Coming to a fair divorce settlement
There will of course always be cases where no other solution would be fair, especially if there are very few other assets and the main financial burden of providing a home for the children falls on her shoulders; then equally why should a husband expect to retain his income (save for child support) and walk away from the situation with no further responsibility. Or if there are real health difficulties to be taken into account.
Many cases will involve a split of capital which is not 50/50 – and the “disadvantaged” spouse (often wife) ends up with a significantly higher proportion, simply because there is no other way both parties (and the children) can be housed.
It may then come down to a matter of choices – more of the capital (so you can buy a house maybe and have stability now) and less or no maintenance for yourself, or the ongoing “tie” of monthly payments, and a strong residual financial dependency over a period of time. Many of my female clients say that is in fact the last thing that they want, especially as a spousal maintenance order can always be “varied” depending on the circumstances (and this is indeed what Mr Wright successfully applied to do). It may also impair other decisions you may want to make in your new life – for example a re-marriage would end the maintenance immediately.
Every single case is different, and the way a court may approach a settlement will always have to turn on the facts. But there can be no doubt that it has always been the case that there is a duty to “mitigate your position” – to try and find a way of paying for your needs yourself.
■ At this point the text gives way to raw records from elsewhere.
PR #2195, opened 2017-10-23
Change USB filtering

dschuermann:
Instead of filtering by the USB xml, we will move to a method of filtering inside OpenKeychain, so we can display helpful messages to the user.

## Types of changes

### DIFF
--- a/OpenKeychain/src/main/java/org/sufficientlysecure/keychain/securitytoken/SecurityTokenConnection.java
+++ b/OpenKeychain/src/main/java/org/sufficientlysecure/keychain/securitytoken/SecurityTokenConnection.java
@@ -955,10 +955,18 @@ public class SecurityTokenConnection {
         if (transportType == TransportType.USB) {
             tokenType = mTransport.getTokenType();
         } else {
-            tokenType = isFidesmoToken() ? TokenType.FIDESMO : TokenType.UNKNOWN;
+            tokenType = isFidesmoToken() ? TokenType.FIDESMO : TokenType.UNKNOWN_NFC;
         }
 
-        return SecurityTokenInfo.create(transportType, tokenType, fingerprints, aid, userId, url, pwInfo[4], pwInfo[6]);
+        // TODO: bail out earlier on unsupported tokens to not execute other commands
+
+        SecurityTokenInfo info = SecurityTokenInfo.create(transportType, tokenType, fingerprints, aid, userId, url, pwInfo[4], pwInfo[6]);
+
+        if (! info.isSecurityTokenSupported()) {
+            throw new UnsupportedSecurityTokenException();
+        }
+
+        return info;
     }
 
     public static double parseOpenPgpVersion(final byte[] aid) {
@@ -966,4 +974,5 @@ public class SecurityTokenConnection {
         while (minv > 0) minv /= 10.0;
         return aid[6] + minv;
     }
+
 }
--- a/OpenKeychain/src/main/java/org/sufficientlysecure/keychain/securitytoken/SecurityTokenConnection.java
+++ b/OpenKeychain/src/main/java/org/sufficientlysecure/keychain/securitytoken/SecurityTokenConnection.java
@@ -76,8 +76,7 @@ import java.util.List;
 public class SecurityTokenConnection {
     private static final int APDU_SW1_RESPONSE_AVAILABLE = 0x61;
 
-    // Fidesmo constants
-    private static final String FIDESMO_APPS_AID_PREFIX = "A000000617";
+    private static final String AID_PREFIX_FIDESMO = "A000000617";
 
     private static final byte[] BLANK_FINGERPRINT = {0, 0, 0, 0, 0, 0, 0, 0, 0, 0, 0, 0, 0, 0, 0, 0, 0, 0, 0, 0};
 
@@ -91,6 +90,7 @@ public class SecurityTokenConnection {
     private final Passphrase mPin;
     private final OpenPgpCommandApduFactory commandFactory;
 
+    private TokenType tokenType;
     private CardCapabilities mCardCapabilities;
     private OpenPgpCapabilities mOpenPgpCapabilities;
     private SecureMessaging mSecureMessaging;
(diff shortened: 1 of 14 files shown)


OpenKeychain/src/main/java/org/sufficientlysecure/keychain/securitytoken/usb/UsbTransport.java
```diff
@@ -211,36 +230,36 @@ public TransportType getTransportType() {
     @Override
     public TokenType getTokenType() {
         switch (usbDevice.getVendorId()) {
-            case 4176: {
+            case VID_YUBIKEY: {
```
Valodim: How about `VENDOR_` and `DEVICE_`? I find particularly `PID` misleading

dschuermann: 👍 I changed to ``VENDOR`` and ``PRODUCT`` as in the terminology of USB.

OpenKeychain/src/main/java/org/sufficientlysecure/keychain/securitytoken/usb/UsbTransport.java
```diff
@@ -202,6 +222,49 @@ public int hashCode() {
...
+                    case PRODUCT_NITROKEY_PRO:
+                        return TokenType.NITROKEY_PRO;
+                    case PRODUCT_NITROKEY_START:
+                        return TokenType.NITROKEY_START;
+                    case PRODUCT_NITROKEY_STORAGE:
+                        return TokenType.NITROKEY_STORAGE;
+                }
+                break;
+            }
+            case VENDOR_GNUK: {
```
Valodim: this is FSIJ, the Free Software Initiative Japan

OpenKeychain/src/main/java/org/sufficientlysecure/keychain/securitytoken/usb/UsbTransport.java
```diff
@@ -202,6 +222,49 @@ public int hashCode() {
...
 
+    @Override
+    public TransportType getTransportType() {
+        return TransportType.USB;
+    }
+
+    @Override
+    public TokenType getTokenType() {
+        switch (usbDevice.getVendorId()) {
+            case VENDOR_YUBIKEY: {
```
Valodim: `YUBICO` :)

OpenKeychain/src/main/java/org/sufficientlysecure/keychain/securitytoken/SecurityTokenHelper.java
```diff
@@ -1003,9 +1005,26 @@ public SecurityTokenInfo getTokenInfo() throws IOException {
...
         byte[] pwInfo = getPwStatusBytes();
 
-        return SecurityTokenInfo.create(fingerprints, aid, userId, url, pwInfo[4], pwInfo[6]);
+        TransportType transportType = mTransport.getTransportType();
+        TokenType tokenType;
+        if (transportType == TransportType.USB) {
+            tokenType = mTransport.getTokenType();
+        } else {
+            tokenType = isFidesmoToken() ? TokenType.FIDESMO : TokenType.UNKNOWN_NFC;
+        }
```
dschuermann: @Valodim I found a very strange problem here only happening for Fidesmo cards: In the current order of commands everything works, but if I first get the transport type including ``isFidesmoToken()`` and only afterwards get the fingerprints ``rawFingerprints`` will be null. Do you have an idea what could cause this?

dschuermann:
@Valodim Also, please review.

Currently, the handling of not-supported USB devices is not perfect: I tried for example my smart card reader, which is also class 11, and it will error out much earlier inside UsbTransport.connect().

OpenKeychain/src/main/res/values/strings.xml
```diff
@@ -1580,6 +1580,8 @@
     <string name="security_token_error_header">"Security Token reported invalid %s byte."</string>
     <string name="security_token_error_tag_lost">"Security Token has been taken off too early. Keep the Security Token at the back until the operation finishes."</string>
     <string name="security_token_error_iso_dep_not_supported">"Security Token does not support the required communication standard (ISO-DEP, ISO 14443-4)"</string>
+    <string name="security_token_error_generic">"Generic Error: Most probably, the Security Token has been taken off too early."</string>
```
Valodim: "Generic" is a very technical term

OpenKeychain/src/main/java/org/sufficientlysecure/keychain/securitytoken/SecurityTokenInfo.java
```diff
@@ -74,9 +80,41 @@ public static SecurityTokenInfo newInstanceDebugLockedHard() {
...
+        return SecurityTokenInfo.create(TransportType.NFC, TokenType.UNKNOWN_NFC,
                 new byte[][] { KeyFormattingUtils.convertFingerprintHexFingerprint("4700BA1AC417ABEF3CC7765AD686905837779C3E") },
                 Hex.decode("010203040506"), "yubinu2@mugenguild.com", "http://valodim.stratum0.net/mryubinu2.asc", 0, 0);
     }
 
+    public enum TransportType {
+        NFC, USB
+    }
+
+    public enum TokenType {
```
Valodim: Is there a particular reason you put UNKNOWN_NFC and UNKNOWN_USB here redundantly? This information is already available from the TransportType.

OpenKeychain/src/main/java/org/sufficientlysecure/keychain/securitytoken/SecurityTokenConnection.java
```diff
@@ -948,12 +950,29 @@ public SecurityTokenInfo getTokenInfo() throws IOException {
         String url = getUrl();
         byte[] pwInfo = getPwStatusBytes();
 
-        return SecurityTokenInfo.create(fingerprints, aid, userId, url, pwInfo[4], pwInfo[6]);
+        TransportType transportType = mTransport.getTransportType();
```
dschuermann: @Valodim I found a very strange problem here only happening for Fidesmo cards: In the current order of commands everything works, but if I first get the transport type including ``isFidesmoToken()`` and only afterwards get the fingerprints ``rawFingerprints`` will be null. Do you have an idea what could cause this?

dschuermann:
@Valodim done

Valodim:
I'm still unsure whether the fidesmo check is really necessary. But it's fine if it's in for now.

Also, I changed the "generic error" string to "communication error" on master.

If the reality is that a wife has made obvious and real attempts to secure work, but hasn’t succeeded, and the husband has a much higher income and is always likely to have a much better lifestyle as a result, then the reality is that marriage is a contract which brings with it some remaining responsibility even when it comes to an end. Even before this case, there has been a trend for any maintenance paid for a spouse to allow for a reasonable “transition” to financial independence (often meaning in practice that it is paid for a “term” or a number of years, possibly reducing in the amount paid over time as the expectation is that the recipient stands on their own two feet financially, and then ending altogether).
But the days of expecting your former spouse to effectively be “a meal ticket for life” seem almost certainly now to be at an end. If they weren’t already.